WA_full = filter(county_full,state == "WA")
glimpse(WA_full)

## Observations: 3,599
## Variables: 38
## $ long             <dbl> -1372940, -1437163, -1458316, -1453530, -1438...
## $ lat              <dbl> 350122.3, 365353.5, 370534.7, 389522.1, 38574...
## $ order            <int> 176820, 176821, 176822, 176823, 176824, 17682...
## $ hole             <lgl> FALSE, FALSE, FALSE, FALSE, FALSE, FALSE, FAL...
## $ piece            <fct> 1, 1, 1, 1, 1, 1, 1, 1, 1, 1, 1, 1, 1, 1, 1, ...
## $ group            <fct> 0500000US53001.1, 0500000US53001.1, 0500000US...
## $ id               <chr> "53001", "53001", "53001", "53001", "53001", ...
## $ name             <chr> "Adams County", "Adams County", "Adams County...
## $ state            <fct> WA, WA, WA, WA, WA, WA, WA, WA, WA, WA, WA, W...
## $ census_region    <fct> West, West, West, West, West, West, West, Wes...
## $ pop_dens         <fct> [    0,   10), [    0,   10), [    0,   10), ...
## $ pop_dens4        <fct> [  0,   17), [  0,   17), [  0,   17), [  0, ...
## $ pop_dens6        <fct> [  9,   25), [  9,   25), [  9,   25), [  9, ...
## $ pct_black        <fct> [ 0.0, 2.0), [ 0.0, 2.0), [ 0.0, 2.0), [ 0.0,...
## $ pop              <int> 19179, 19179, 19179, 19179, 19179, 19179, 191...
## $ female           <dbl> 49.2, 49.2, 49.2, 49.2, 49.2, 49.2, 49.2, 49....
## $ white            <dbl> 91, 91, 91, 91, 91, 91, 91, 91, 91, 91, 91, 9...
## $ black            <dbl> 1.3, 1.3, 1.3, 1.3, 1.3, 1.3, 1.3, 1.3, 1.3, ...
## $ travel_time      <dbl> 17.3, 17.3, 17.3, 17.3, 17.3, 17.3, 17.3, 17....
## $ land_area        <dbl> 1924.98, 1924.98, 1924.98, 1924.98, 1924.98, ...
## $ hh_income        <int> 43926, 43926, 43926, 43926, 43926, 43926, 439...
## $ su_gun4          <fct> [ 5, 8), [ 5, 8), [ 5, 8), [ 5, 8), [ 5, 8), ...
## $ su_gun6          <fct> [ 4, 7), [ 4, 7), [ 4, 7), [ 4, 7), [ 4, 7), ...
## $ fips             <dbl> 53001, 53001, 53001, 53001, 53001, 53001, 530...
## $ votes_dem_2016   <int> 1118, 1118, 1118, 1118, 1118, 1118, 1118, 111...
## $ votes_gop_2016   <int> 2740, 2740, 2740, 2740, 2740, 2740, 2740, 274...
## $ total_votes_2016 <int> 4081, 4081, 4081, 4081, 4081, 4081, 4081, 408...
## $ per_dem_2016     <dbl> 0.2739525, 0.2739525, 0.2739525, 0.2739525, 0...
## $ per_gop_2016     <dbl> 0.6714041, 0.6714041, 0.6714041, 0.6714041, 0...
## $ diff_2016        <int> 1622, 1622, 1622, 1622, 1622, 1622, 1622, 162...
## $ per_dem_2012     <dbl> 0.3220735, 0.3220735, 0.3220735, 0.3220735, 0...
## $ per_gop_2012     <dbl> 0.6609305, 0.6609305, 0.6609305, 0.6609305, 0...
## $ diff_2012        <int> 1595, 1595, 1595, 1595, 1595, 1595, 1595, 159...
## $ winner           <chr> "Trump", "Trump", "Trump", "Trump", "Trump", ...
## $ partywinner16    <chr> "Republican", "Republican", "Republican", "Re...
## $ winner12         <chr> "Romney", "Romney", "Romney", "Romney", "Romn...
## $ partywinner12    <chr> "Republican", "Republican", "Republican", "Re...
## $ flipped          <chr> "No", "No", "No", "No", "No", "No", "No", "No...

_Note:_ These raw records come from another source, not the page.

PR #1305, opened 2022-01-17
Fix - Bump @types/node from 16.7.5 to 17.0.8

flacial:
Fix the issues when updating to v17.0.8.

Issue:

URLSearchParams arguments can't be `type | undefined`

```
helpers/discordAuth.ts(65,31): error TS2345: Argument of type '{ grant_type: string; client_id: string | undefined; client_secret: string | undefined; code: string; redirect_uri: string | undefined; scope: string; }' is not assignable to parameter of type 'string | URLSearchParams | Record<string, string | readonly string[]> | Iterable<[string, string]> | readonly [string, string][] | undefined'.
```

### DIFF
--- a/helpers/discordAuth.ts
+++ b/helpers/discordAuth.ts
@@ -4,9 +4,9 @@ import { User } from '.prisma/client'
 import fetch from 'node-fetch'
 
 const discordAPI = 'https://discordapp.com/api'
-export const client_id = process.env.DISCORD_KEY
-export const client_secret = process.env.DISCORD_SECRET
-export const redirect_uri = process.env.DISCORD_REDIRECT_URI // {baseurl}/api/auth/callback/discord
+export const client_id = process.env.DISCORD_KEY!
+export const client_secret = process.env.DISCORD_SECRET!
+export const redirect_uri = process.env.DISCORD_REDIRECT_URI! // {baseurl}/api/auth/callback/discord
 
 type AccessTokenResponse = {
   access_token: string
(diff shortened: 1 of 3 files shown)


JasirZaeem:
The types being used should correspond to the library being used, or the node engine in case of @types/node. We are using 14 on vercel I don't think we need to update types to node 17

flacial:
> The types being used should correspond to the library being used, or the node engine in case of @types/node. We are using 14 on vercel I don't think we need to update types to node 17

I just did some research and what you said makes sense. 

According to what you said, we should let the library handle updating node types?

helpers/discordAuth.ts
```diff
@@ -99,19 +95,21 @@ const getTokenFromRefreshToken = (
       grant_type: 'refresh_token',
       refresh_token
     })
-  }).then(r => r.json())
+  })
+  return await r.json()
```
songz, line 99: I don't think its right to do `return await <promise>` because the nature of `async` will return a promise already so we don't have to wait for the last promise to resolve before returning.

```js
return r.json()
``` 

should suffice. same with the rest.

songz:
we could upgrade node to v17: https://vercel.com/docs/runtimes#official-runtimes/node-js/node-js-version

songz:
Actually just checked, vercel only supports v14.

 good catch @JasirZaeem ! Thanks.

Updated our docs so we know about this in the future: https://github.com/garageScript/c0d3-app/wiki/Dependabot#notes

I vote to close this.

flacial:
Closed it as NextJS only supports node v14.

WA_full = filter(county_full,state == "WA")
p <- ggplot(data = WA_full,
            mapping = aes(x = long, y = lat,
                          fill = pop_dens, 
                          group = group))

p1 <- p + geom_polygon(color = "gray90", size = 0.05) + coord_equal()

p2 <- p1 + scale_fill_brewer(palette="Blues",
                             labels = c("0-10", "10-50", "50-100", "100-500",
                                        "500-1,000", "1,000-5,000", ">5,000"))

p2 + labs(fill = "Population per\nsquare mile") +
    theme_map() +
    guides(fill = guide_legend(nrow = 1)) + 
    theme(legend.position = "bottom")

Exercise

Do a choropleth for some other variable and Washington’s counties. Do this for another state you’re familiar with.